Understanding $p$-adic series normalization.

Question

I don't quite understand $p$-adic series normalization. I know that a $p$-adic series $\eta\in\mathbb{Q}_p$ is normalized if it satisfies: $$\eta=\sum_{i\in\mathbb{N}_{>\nu}}a_ip^i$$ Where $a_i\in\mathbb{Z}_p$ belongs to the integers modulo $p$, and $\nu\in\mathbb{N}$ is any starting index.
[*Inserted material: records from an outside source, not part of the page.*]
PR #20770, opened 2023-02-07
util.c - move was_here to be initialized earlier

demerphq:
otherwise the goto out_of_memory breaks g++ as reported by Karl

### DIFF
--- a/util.c
+++ b/util.c
@@ -242,6 +242,7 @@ Perl_safesysrealloc(Malloc_t where,MEM_SIZE size)
     }
     else {
         dSAVE_ERRNO;
+        PERL_DEB(UV was_where = PTR2UV(where)); /* used in diags below */
 #ifdef USE_MDH
         where = (Malloc_t)((char*)where-PERL_MEMORY_DEBUG_HEADER_SIZE);
         if (size + PERL_MEMORY_DEBUG_HEADER_SIZE < size)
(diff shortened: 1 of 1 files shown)


khwilliamson (approved):

bram-perl:
Would be good to amend the commit message to include the actual error message:
```
util.c:335:11: error: jump to label 'out_of_memory crosses initialization of 'UV was_where'
```

Also I **suspect** - not yet confirmed - that this a g++ v12 thing..
There is a CI jobs using g++ which did succeed but that appears to be using g++ v11.3.0, so it's either the compiler version or one of the extra flags khw is using..

bram-perl:
> Also I **suspect** - not yet confirmed - that this a g++ v12 thing.. There is a CI jobs using g++ which did succeed but that appears to be using g++ v11.3.0, so it's either the compiler version or one of the extra flags khw is using..

It's unrelated to g++ v12.
To reproduce it needs `-Duseithreads` and `-DDEBUGGING`
Without `-Duseithreads` the offending code isn't reached.

Just for completeness: the **original** error was:
```
 util.c: In function ‘void* Perl_safesysrealloc(void*, size_t)’:
util.c:335:11: error: jump to label ‘out_of_memory’
  335 |           out_of_memory:
      |           ^~~~~~~~~~~~~
util.c:248:18: note:   from here
  248 |             goto out_of_memory;
      |                  ^~~~~~~~~~~~~
util.c:277:12: note:   crosses initialization of ‘UV was_where’
  277 |         UV was_where = PTR2UV(where);
      |            ^~~~~~~~~
make: *** [makefile:260: util.o] Error 1
```

PR #20776, opened 2023-02-08
perl.h: Make sure PERL_IMPLICIT_CONTEXT doesn't come back

khwilliamson:
This is an obsolete name, retained for back compat with cpan.  Make sure the core doesn't have it defined.

### DIFF
--- a/perl.h
+++ b/perl.h
@@ -79,13 +79,17 @@ is used in functions that take a thread context initial parameter.
 #endif
 
 /* PERL_IMPLICIT_CONTEXT is a legacy synonym for MULTIPLICITY */
-#ifdef MULTIPLICITY
-#  ifndef PERL_IMPLICIT_CONTEXT
-#    define PERL_IMPLICIT_CONTEXT
-#  endif
+#if defined(MULTIPLICITY)               \
+ && ! defined(PERL_CORE)                \
+ && ! defined(PERL_IMPLICIT_CONTEXT)
+#  define PERL_IMPLICIT_CONTEXT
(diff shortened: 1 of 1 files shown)


perl.h
```diff
@@ -79,14 +79,17 @@ is used in functions that take a thread context initial parameter.
...
+#if defined(MULTIPLICITY)               \
+ && ! defined(PERL_CORE)                \
+ && ! defined(PERL_IMPLICIT_CONTEXT)
+#  define PERL_IMPLICIT_CONTEXT
 #endif
 #if defined(PERL_IMPLICIT_CONTEXT) && !defined(MULTIPLICITY)
 #  define MULTIPLICITY
 #endif
+#ifdef PERL_CORE    /* Make sure doesn't creep back in to core code */
+#  undef PERL_IMPLICIT_CONTEXT
```
demerphq, line 92: maybe this should use pragma warn?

Now, a general series $\tau\in\mathbb{Q}_p$ is defined by: $$\tau=\sum_{i\in\mathbb{N}_{>\nu}}r_ip^i$$ Where $r_i\in\mathbb{Q}$ is a rational number $r_i=\frac{a_i}{b_i}$ with numerator $\mathbf{n}(r_i)=a_i$ and denominator $\mathbf{d}(r_i)=b_i\nmid p$. Suppose i want to find the normalized form $\tau_N$ of $\tau$. I think i can define it to be: $$\tau_N=\frac{\sum_{i\in\mathbb{N}_{>\nu}}\mathbf{n}(r_i)p^i}{\prod_{i\in\mathbb{N}}\mathbf{d}(r_i)}$$ provided $0≠\mathbf{d}(\tau_N)≠\infty$. Is this a good approach? Is there another closed form for $\tau_N$ like the one i tried to describe?